One of the signature features of the ERCOT power market is that it is an energy-only market. Unlike markets like PJM where plants can be rewarded for their capacity, whether it is used or not, ERCOT plants almost solely derive their revenue from the electrons they produce. To incentivize new plants to be built in this market structure ERCOT employs the Operating Reserve Demand Curve (ORDC). Though a complicated component with several different factors, the ORDC ultimately creates an adder to pricing. This scarcity pricing starts to kick in once demand in the system begins to eat away at reserve capacity. This then begs the question will capacity additions outpace load or will retirements help to offset new capacity coming online, creating additional volatility? Today’s energy market insight will explore this topic.

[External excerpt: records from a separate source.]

PR #2115, opened 2026-09-01
qmlui: render light beams for LED Bar (Beams) fixtures in the 3D view

mjcmatrix:
## Description

**Summary of Changes:**

Fixtures of type "LED Bar (Beams)" were drawn as a bare cuboid mesh in the 3D view with no light output, so users had to re-type them as Color Changers to see anything. The multi-head code path they use (MultiBeams3DItem plus LightEntity) was an unfinished work in progress.

This PR implements light emission from the heads/emitters of this fixture type (and resolves the past issue mentioned in a comment that would crash the 3D engine).

**Related Issues:**

A further PR will follow to implement a new 3D View Rendering setting: "Fixture Light (%)" to work in tandem with "Smoke amount" to help address the issue where many fixtures casting light together at the stage space cause flat white or full-intensity color, due to fixture light being additive without an exposure or gain setting. This will allow the lighting scene in the 3D view to be made more realistic. 

## Checklist

  - [x] Linux
  - [ ] Windows
  - [ ] macOS

## Testing

**Test Cases:**
1. Use fixture(s) of type "LED Bar (Beams)" with 1 x 8 (or more) layout that declare no heads/emitters. Activate the light DMX Channels (e.g. in Simple Desk). Open the 3D view. Observe that the fixture(s) cast light.
2. Test with fixtures of type "LED Bar (Beams)" that declare heads/emitters.

**Test Results:**

image

**Other**

`make check` passes (one pre-existing `RGBText_Test::load()` font failure, identical before and after). Tested on Linux / Qt 6.11 against a rig with four 3-emitter and six single-emitter bars.

**Not tested on Windows or macOS.** Given the root cause was a uniform type mismatch, the Windows backend is worth a look before merging.

**One code path is untested:** the tilt binding. No fixture in my rig has a Tilt channel; it needs a motorised bar such as an Ayrton MagicBlade.

### What this adds

LED Bar (Beams) fixtures currently render as a bare cuboid in the 3D view with no light output, so the only way to see anything is to re-type them as Color Changers. This completes the multi-head code path they already use (`MultiBeams3DItem` + `LightEntity`) so each cell emits a beam.

### Why it did not work

`LightEntity` never declared the pan/tilt angles or the light view/projection matrices that `SpotlightConeEntity` reads as uniforms, so every cone transform collapsed and nothing was drawn.

It also declared `raymarchSteps` as a QML `real`, while `spotlight_scattering.frag` declares the matching uniform as an `int`. Qt3D stores a `real` as a float and passes the raw bytes to `glUniform1iv` without converting, so the shader read the *bit pattern* of the float — 40.0 becomes 1109393408 — and ray marched over a billion times per fragment. That hangs the GPU and resets the display driver, which I believe is the reason the scattering cone carried the `// this hangs your PC` comment. The cone was never the problem; the uniform type was. `Fixture3DItem` has always declared it as an `int`.

### Changes to existing code

**No engine changes.** Everything is in `qmlui`.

Subscribers to the BTU Power View will know that there is over 50 GW of proposed capacity that is scheduled to come online in 2021 in ERCOT. Of course, not all that capacity will actually come online, in fact BTU is tracking only about 10 GW of projects that are under construction or will begin construction shortly. Offsetting the potential capacity growth shown below, are more than 12 GW of capacity set to retire, though less than 1 GW of that is set for retirement before 2024.
At a high level, the BTU grades here represent the risk associated with a project. A grade of 5 represents minimal risk remaining, including that it is currently under construction or slated to begin shortly. On the other end, a grade of 1 represents that the project is still a ways off, and there is the potential for regulatory setbacks, or filings have not even been initiated.
Due to the hot weather causing high levels of electricity demand, August is typically the month when we see scarcity pricing kick in. The chart below shows how the average price adder for ERCOT in August spiked in 2019, but decreased in 2020. Two main things could attribute to this; increased reserve capacity, or a decrease in load.
The likely culprit in this case is a year-over-year drop in load, driven by milder summer temperatures and the impacts of COVID-19. The graphic below shows average August hourly load over the past few years. Previously, we discussed Permian activity as a major driver in ERCOT load growth. Here however, average load fell from peaks seen in 2019 to this year.
This again could be attributed to several different things, though the COVID-19 pandemic is likely a factor. In May ERCOT had adjusted their peak load forecast down to 75,200 MW, a 1,496 WM decrease, citing COVID-19, however call for continuing peak load growth over the next few years.
With retiring thermal generation contributing more to the reserve margin than wind and solar projects, which make up the vast majority of proposed projects, timing of these retirements and additions will be crucial in determining whether or not pricing volatility will continue.